What you should do:
Show all lines from the data that include the word "above".

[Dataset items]
PR #9440, opened 2023-12-09
test: conflicting depopts

Alizter:
@rgrinberg This test demonstrates the behaviour of depopts when there is a conflict between them. It appears that 0install eagerly discards them after #9430. There are <s>3</s> 2 situations that could come out of this test:

1. We choose no depopts, as is currently (after #9430) the behaviour.
2. We choose 1 depopt, probably the latest version. This behaviour seems the most sensible, but would require changes in 0install.
3. <s>We choose both depopts by allowing for "local dependencies". This would make the depopts as only being visible to the package being built, allowing multiple versions to be installed at once. This would be a separate feature, and probably has some of its own difficulties.</s> This won't work.

### DIFF
--- a/test/blackbox-tests/test-cases/pkg/depopts/depopts-with-conflicting-constraints.t
+++ b/test/blackbox-tests/test-cases/pkg/depopts/depopts-with-conflicting-constraints.t
@@ -1,0 +1,23 @@
+We test depopts with conflicting constraints to see which one the solver will
+prefer if any:
+
+  $ . ../helpers.sh
+  $ mkpkg foo 1
+  $ mkpkg foo 2
+
+  $ mkpkg bar <<'EOF'
+  > depopts: [ "foo" {= "1"} ]
+  > EOF
+
+  $ mkpkg baz <<'EOF'
+  > depopts: [ "foo" {= "2"} ]
+  > EOF
+
+We don't currently support depopts so they are both omitted.
+
+  $ solve bar baz
+  Solution for dune.lock:
+  - bar.0.0.1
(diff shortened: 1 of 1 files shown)


test/blackbox-tests/test-cases/pkg/depopts/depopts-with-conflicting-constraints.t
```diff
@@ -0,0 +1,27 @@
...
+  > EOF
+
+We don't currently support depopts so they are both omitted by omission.
+
+  $ solve bar baz
+  Solution for dune.lock:
+  - bar.0.0.1
+  - baz.0.0.1
+
+In the future, we could support "local depopts" that are only in scope for
```
rgrinberg, line 23: This description is wrong. It will never be possible to install multiple depopts side by side and all 4 packages. What is possible is selecting a version of `foo` to satisfy `bar` (or `baz`), and then building `baz` (or `bar`) without the depopt.

Alizter: OK that's 3, in my suggestions above. I think I'll update the description to 2, as that is what you are describing.

rgrinberg: 3. is not possible. You will get libraries that cannot be linked together

Alizter: OK, I've updated the description to mention 2 instead.

PR #9460, opened 2023-12-11
Update opam-file-generation.rst - Added line about generating only the opam file

rikimasan:
Wanted to add a line about generating only the opam file since this is very useful for projects that are in a state that can't build without the dependency being installed among other situations where this can be useful. Seemed like something that should be stated in the docs.


emillon:
Thanks!

Issue #9456, opened 2023-12-11
Incorrect dependency handling in new odoc rules.


jonludlam:
## Expected Behavior

The new odoc rules should build the odoc files in dependency order, with correct include paths.

## Actual Behavior

When building docs for a package containing sublibraries, if the main library depends upon the sublibraries, these are not built in the correct order. For example, `core` depends upon `core.filename_base`, but when building the docs for core, this is not reflected in the build order nor include path.

## Reproduction

Build the docs for core and check the include paths for the odoc invocations. Indirectly the simplest way to observe this is to create a package with a sublibrary, and in the main library create a module whose type is found via `module type of` a module in the sublibrary. The module in the main library will not have an expansion. PR with this test coming soon!

PR #9461, opened 2023-12-11
Fix for #9456

jonludlam:


rgrinberg:
Thanks. Could you add a CHANGES entry?

PR #9921, opened 2024-02-05
chore: add missing unix dependencies

emillon:
See #8607 for a recent example.

OCaml 5 adds a `ocaml_deprecated_auto_include` alert when the `unix` library is referenced but without an explicit dependency.

This commit fixes these alerts by adding a dependency to `unix` in places that refer to `Unix` directly (ie, it makes the metadata correct thus removing the alert).


ElectreAAS (approved):
Thanks, that's exactly the kind of annoyances that slow down adoption of OCaml 5. I just tested this and can confirm this PR fixes the problem.

rgrinberg (approved):

PR #9928, opened 2024-02-05
Repro: dune fmt should not fail to format when depopt isn't available

ElectreAAS:
Initially reported by @EmileTrotignon & @art-w.
The use-case here is in the CI:
Opam CI assumes no dependencies are needed to format the project. In most cases that's valid.
However, adding `(enabled_if (and %{lib-available:nope} (= %{version:nope} 9.9.9)))` should not prevent the formatting from taking place, even if `nope` isn't installed.
Also the `and` here isn't lazy? That's unusual...


rgrinberg:
Indeed this is an issue. Simplest way to address it would be to change the expansion monad to be `Resolve.Memo.t` rather than `Resolve.t`.

emillon:
Thanks for the repro.
In terms of tracking, you can:
- open an issue with the description of the problem
- turn this PR into a reproduction case that references the issue
- (otherwise, if we just merge this PR, we don't have anything open to track the issue)

ElectreAAS:
- [x] open an issue with the description of the problem
- [x] turn this PR into a reproduction case that references the issue

test/blackbox-tests/test-cases/lazy-and.t
```diff
@@ -0,0 +1,28 @@
+Running `dune fmt` when a dependency is not available should not crash this way.
+  $ cat > dune-project <<EOF
+  > (lang dune 3.13)
+  > EOF
+
+  $ cat > dune << EOF
+  > (test
+  >  (name foo)
```
emillon, line 8: does the test work when you remove the `enabled_if` part? if not, it would be useful to add an empty `foo.ml`, to make sure that the PR fixing the issue will actually make the test pass.

ElectreAAS: I added a second dune file without the enabled_if part. In that case everything works as intended (I think)

ElectreAAS:
I just rebased on main. Assuming the CI is green, I think this is good to go.

test/blackbox-tests/test-cases/lazy-and.t
```diff
@@ -0,0 +1,55 @@
...
+
+  $ dune fmt
+  File "foo.ml", line 1, characters 0-0:
+  Error: Files _build/default/foo.ml and _build/default/.formatted/foo.ml
+  differ.
+  Promoting _build/default/.formatted/foo.ml to foo.ml.
+  [1]
+
+  $ cat foo.ml
+  let () = Fun.id ()
```
Leonidas-from-XIV, line 55: Does this not require that `ocamlformat` is installed for the test?

Leonidas-from-XIV (commented):
It seems to me that should better be two tests:

1. the short-circuiting `and`
2. the `ocamlformat` issue (e.g. with `enabled_if false`)

rgrinberg:

PR #9929, opened 2024-02-05
Chore: Explicitly call Stdlib.Mutex in file with open Base

ElectreAAS:
When compiling with OCaml 5.0 or 5.1 we get this error:

```
File "test/expect-tests/dune_file_watcher/dune_file_watcher_tests_lib.ml", line 7, characters 2-12:
7 |   Mutex.lock mutex;
      ^^^^^^^^^^
Error (alert deprecated): module Base.Mutex
[2016-09] this element comes from the stdlib distributed with OCaml.
Referring to the stdlib directly is discouraged by Base. You should either
use the equivalent functionality offered by Base, or if you really want to
refer to the stdlib, use Stdlib.Mutex instead

File "test/expect-tests/dune_file_watcher/dune_file_watcher_tests_lib.ml", line 8, characters 37-49:
8 |   Exn.protect ~f ~finally:(fun () -> Mutex.unlock mutex)
                                         ^^^^^^^^^^^^
Error (alert deprecated): module Base.Mutex
[2016-09] this element comes from the stdlib distributed with OCaml.
Referring to the stdlib directly is discouraged by Base. You should either
use the equivalent functionality offered by Base, or if you really want to
refer to the stdlib, use Stdlib.Mutex instead
```

This PR explicitly calls the Stdlib and removes the error.

### DIFF
--- a/test/expect-tests/dune_file_watcher/dune_file_watcher_tests_lib.ml
+++ b/test/expect-tests/dune_file_watcher/dune_file_watcher_tests_lib.ml
@@ -4,8 +4,14 @@ open Base
 open Stdune
 
 let critical_section mutex ~f =
-  Stdlib.Mutex.lock mutex;
-  Exn.protect ~f ~finally:(fun () -> Stdlib.Mutex.unlock mutex)
+  (* Since 5.0, using "Mutex" with Base open rings an alert and suggests
+     we use "Stdlib.Mutex" instead.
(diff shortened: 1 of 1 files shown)


ElectreAAS:
> I think that the CI error is because Mutex is not a submodule of Stdlib in 4.14.

Thanks for the tip! I just rebased on main, and added 17478b3e935d2e99de227d40f5a1a7ce5e6041ef which should fix the CI and explain things further.

emillon:
Thanks!

PR #9930, opened 2024-02-05
Correct spelling errors throughout the project

kupolak:
As mentioned in the title - address typos.


vendor/0install-solver/src/solver/diagnostics.ml
emillon, line 1: source code in the `vendor/` directory is not being developed here (it's pulled from other projects), so we can't fix it this way. can you remove this part from this PR?

emillon (commented):
Thanks a lot. I checked the changes and it's only typos that can be changed without complications. But the `vendor/` parts cannot be fixed this way.

vendor/0install-solver/src/solver/diagnostics.ml
kupolak: Sure, I removed it.
Does it make sense to use git submodules for these other projects? That could be a potential improvement I suppose but I'm not sure if it's doable.

emillon: thanks for the suggestion, but it's not directly mapping to an existing repository so we don't use submodules in dune.

PR #9932, opened 2024-02-06
fix(pkg): do not redownload the same url's

### LINKED ISSUE #9701: Re-downloading the same sources when building packages

rgrinberg:
Download them all to _build/_fetch/$checksum

### DIFF
--- a/src/dune_rules/fetch_rules.ml
+++ b/src/dune_rules/fetch_rules.ml
@@ -1,0 +1,315 @@
+open Import
+open Memo.O
+module Gen_rules = Build_config.Gen_rules
+
+include struct
+  open Dune_pkg
+  module Checksum = Checksum
+  module Pkg = Lock_dir.Pkg
+end
+
+let context_name = Context_name.of_string "_fetch"
+let context = Build_context.create ~name:context_name
+let digest_of_url url = OpamUrl.to_string url |> Digest.string
+
+let make_target ~kind url_or_checksum =
+  let basename =
+    match kind with
+    | `File -> "file"
+    | `Directory -> "dir"
+  in
+  let dir1, dir2 =
+    match url_or_checksum with
+    | `Url url -> "url", digest_of_url url |> Digest.to_string
+    | `Checksum checksum -> "checksum", Checksum.to_string checksum
+  in
+  Path.Build.L.relative context.build_dir [ dir1; dir2; basename ]
+;;
+
+type kind =
+  [ `File
+  | `Directory
+  ]
+
+module Spec = struct
+  type ('path, 'target) t =
+    { target : 'target
+    ; url : Loc.t * OpamUrl.t
+    ; checksum : (Loc.t * Checksum.t) option
+    ; kind : kind
+    }
+
+  let name = "source-fetch"
+  let version = 1
+  let bimap t _ g = { t with target = g t.target }
+  let is_useful_to ~memoize = memoize
+
+  let encode_loc f (loc, x) =
+    Dune_lang.List
+      (* TODO use something better for locs here *)
+      [ Dune_lang.atom_or_quoted_string (Loc.to_file_colon_line loc); f x ]
+  ;;
+
+  let encode { target; url; checksum; kind } _ encode_target : Dune_lang.t =
+    List
+      ([ Dune_lang.atom_or_quoted_string name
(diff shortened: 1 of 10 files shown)


src/dune_rules/fetch_rules.ml
```diff
@@ -0,0 +1,275 @@
+open Import
+open Memo.O
+module Gen_rules = Build_config.Gen_rules
+
+include struct
```
Leonidas-from-XIV, line 5: What is the purpose of including it instead of writing this on the top-level?

src/dune_rules/fetch_rules.ml
```diff
@@ -0,0 +1,275 @@
...
+      Rules.collect_unit (fun () ->
+        url_of_checksum ctx checksum
+        >>= function
+        | None ->
+          User_error.raise
+            [ Pp.textf "unknown checksum %s" (Checksum.to_string checksum) ]
+        | Some (url, checksum) -> gen_rules_checksum url checksum)
+    in
+    Gen_rules.make rules ~directory_targets |> Memo.return
+  | _ -> Memo.return Gen_rules.no_rules
```
Leonidas-from-XIV, line 192: What is `compontents` here? Is silently no-oping in that case the right thing to do?

src/dune_rules/fetch_rules.ml
```diff
@@ -0,0 +1,275 @@
...
+  | `Directory ->
+    Copy.action ~src_dir:src ~dst_dir:target
+    |> Action.Full.make
+    |> Action_builder.With_targets.return
+    |> Action_builder.With_targets.add_directories ~directory_targets:[ target ]
+;;
+
+let fetch ~target kind url checksum =
+  match checksum with
+  | Some (_, checksum) -> copy ~target kind checksum
```
Leonidas-from-XIV, line 264: Will this not fail when a checksum is specified but not present in the cache?

src/dune_rules/fetch_rules.ml
rgrinberg: You get to avoid the `Dune_pkg` prefix. E.g. in

```
module Checksum = Dune_pkg.Checksum
module Pkg = Dune_pkg.Lock_dir.Pkg
```

the `Dune_pkg` is repeated.

src/dune_rules/fetch_rules.ml
rgrinberg: components would be any other build path `_build/_fetch/` that doesn't match the pattern above. So it's correct to return no rules for these unknown paths. There's not much of a real difference though. We load the rules in a directory to build a particular target in it, so we could either:

1. Get an error loading some directory rules
2. Depending on that target and then dune telling us the target doesn't exist.

src/dune_rules/fetch_rules.ml
```diff
@@ -0,0 +1,275 @@
...
+let context_name = Context_name.of_string "_fetch"
+let context = Build_context.create ~name:context_name
+
+let make_target ~kind checksum =
+  let basename =
+    match kind with
+    | `File -> "file"
+    | `Directory -> "dir"
+  in
+  Path.Build.L.relative context.build_dir [ Checksum.to_string checksum; basename ]
```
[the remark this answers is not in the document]
rgrinberg: Yes, we could do that. I'll leave a TODO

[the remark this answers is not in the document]
rgrinberg: Actually, if we need to do this for the source fetching, we'd also need to do this for the package rules themselves. Those are going to have at least as many directories in `.pkg/$pkg_name`

src/dune_rules/fetch_rules.ml
rgrinberg: It will not. It will introduce a dependency on `_fetch/$checksum/<file|dir>` which will load the rules in that directory and generate the rule for this checksum (if it's a valid checksum).

gridbugs (approved):

Leonidas-from-XIV (approved):

PR #9936, opened 2024-02-06
chore: update version of melange to v3

### LINKED ISSUE #9935: melange: update test version to 3.0.0
Hi,
We're trying to upgrade the OCaml version that we use for tests to 5.1, but at the moment the test suite requires melange `1.0.0` which is 4.14 only.

Usually I'd do it but in looks like it's a fairly involved change that's not just replacing `bs.raw` by `mel.raw`. Can we get a hand @anmonteiro or @jchavarri ? Thanks!

jchavarri:
Fixes #9935.

- Removes `rescript-syntax` tests, as a continuation of https://github.com/ocaml/dune/pull/9884#discussion_r1474482961.
- Replaces usages of `bs-D` with either `mel-g` when possible, or just warnings for merlin tests
- Replace `bs.raw` with `mel.raw`
- Add `melange.node` when needed

The changes in `emit-with-runtime-deps-edge-cases.t` (there's a whole bunch of artifacts listed now) might be controversial.


Makefile
```diff
@@ -25,7 +25,7 @@ ppx_inline_test \
 ppxlib \
 ctypes \
 "utop>=2.6.0" \
-"melange=1.0.0"
+"melange=3.0.0-414"
```
emillon, line 28:
```suggestion
"melange>=3.0.0"
```

to easily allow `-51`, we'll add a bound if this becomes necessary

test/blackbox-tests/test-cases/melange/emit-with-runtime-deps-edge-cases.t
```diff
@@ -137,17 +142,87 @@ Test depending on external paths
...
   $ cat > external/main.ml <<EOF
-  > let dirname = [%bs.raw "__dirname"]
+  > let dirname = [%mel.raw "__dirname"]
   > let file_path = "./assets/file.txt"
   > let file_content = Node.Fs.readFileSync (dirname ^ "/" ^ file_path) \`utf8
   > let () = Js.log file_content
   > EOF
 
   $ dune build @mel --display=short
+          melc external/external-output/node_modules/melange.js/caml.js
```
emillon, line 157: since you mentioned it, is this list useful or should we pipe that into `grep -v node_modules`?

jchavarri: I think we can remove `--display` flag altogether, if @anmonteiro is ok with it.

anmonteiro (approved):

emillon:
that's great, thanks!

PR #9941, opened 2024-02-07
refactor: optimize [Path.reach]

rgrinberg:

### DIFF
--- a/otherlibs/stdune/src/path.ml
+++ b/otherlibs/stdune/src/path.ml
@@ -57,25 +57,9 @@ end = struct
   let to_string t = t
   let hash = String.hash
   let compare = String.compare
+  let equal = String.equal
   let root = "."
   let is_root t = Ordering.is_eq (compare t root)
-
-  let to_list =
-    let rec loop t acc i j =
-      if i = 0
-      then String.take t j :: acc
-      else (
-        match t.[i - 1] with
-        | '/' -> loop t (String.sub t ~pos:i ~len:(j - i) :: acc) (i - 1) (i - 1)
-        | _ -> loop t acc (i - 1) j)
-    in
-    fun t ->
-      if is_root t
-      then []
-      else (
-        let len = String.length t in
-        loop t [] len len)
-  ;;
 
   let parent t =
     if is_root t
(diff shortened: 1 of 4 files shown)


snowleopard:
Could you do some microbenchmarks to show the difference? Seems like quite a lot of fiddly code to add unless there is a solid win.

snowleopard:
Added @tov as a reviewer.

rgrinberg:
Here are the results from micro benchmarking:
```
┌────────────────────────────────────────────────────────────────────────────┬──────────┬─────────┬────────────┐
│ Name                                                                       │ Time/Run │ mWd/Run │ Percentage │
├────────────────────────────────────────────────────────────────────────────┼──────────┼─────────┼────────────┤
│ [bench/micro/path_bench.ml] reach:from root long path                      │   6.37ns │         │      1.33% │
│ [bench/micro/path_bench.ml] reach:from root short path                     │   6.35ns │         │      1.33% │
│ [bench/micro/path_bench.ml] reach:reach root from short path               │  22.05ns │         │      4.60% │
│ [bench/micro/path_bench.ml] reach:reach root from long path                │ 393.12ns │  11.00w │     82.00% │
│ [bench/micro/path_bench.ml] reach:reach long path from similar long path   │ 479.44ns │   4.00w │    100.00% │
│ [bench/micro/path_bench.ml] reach:reach short path from similar short path │  61.28ns │   4.00w │     12.78% │
└────────────────────────────────────────────────────────────────────────────┴──────────┴─────────┴────────────┘
```

Which should be  compared to https://github.com/ocaml/dune/pull/10074

As we can see, this new implementation is dramatically faster across the board.

snowleopard:
Awesome improvement! I wonder how this compares to Jenga's implementation of `Path.reach`. I remember doing some optimisation there a couple of years ago... We should double check!

snowleopard:
Btw, there is a lot of finicky code here. We should definitely add some thorough tests to catch possible bugs.

rgrinberg:
> Btw, there is a lot of finicky code here. We should definitely add some thorough tests to catch possible bugs.

Agreed. Before this PR, I've added 17 unit tests to make sure all the various cases are checked. Those tests plus the monorepo benchmark successfully completing make me fairly confident the semantics are the same.

tov (approved):

PR #9946, opened 2024-02-08
Add test for `String_with_vars.t`

gridbugs:
I found it useful to have a test for all the `String_with_vars.t` cases in one place.


rgrinberg:
Don't think this belongs in `pkg/` as this is just expanding regular rules

gridbugs:
> Don't think this belongs in `pkg/` as this is just expanding regular rules

Agreed. Fixed.

rgrinberg (approved):

PR #9956, opened 2024-02-09
favour odocls that are not dependencies

EmileTrotignon:
When calling sherlodoc on with @doc-new, all the .odocl are indexed by sherlodoc. It makes sense to index the dependencies, but the entries from the dependencies should be given less priority as search results.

Solution to this task:
Alizter: OK that's 3, in my suggestions above. I think I'll update the description to 2, as that is what you are describing.
rgrinberg: components would be any other build path `_build/_fetch/` that doesn't match the pattern above. So it's correct to return no rules for these unknown paths. There's not much of a real difference though. We load the rules in a directory to build a particular target in it, so we could either:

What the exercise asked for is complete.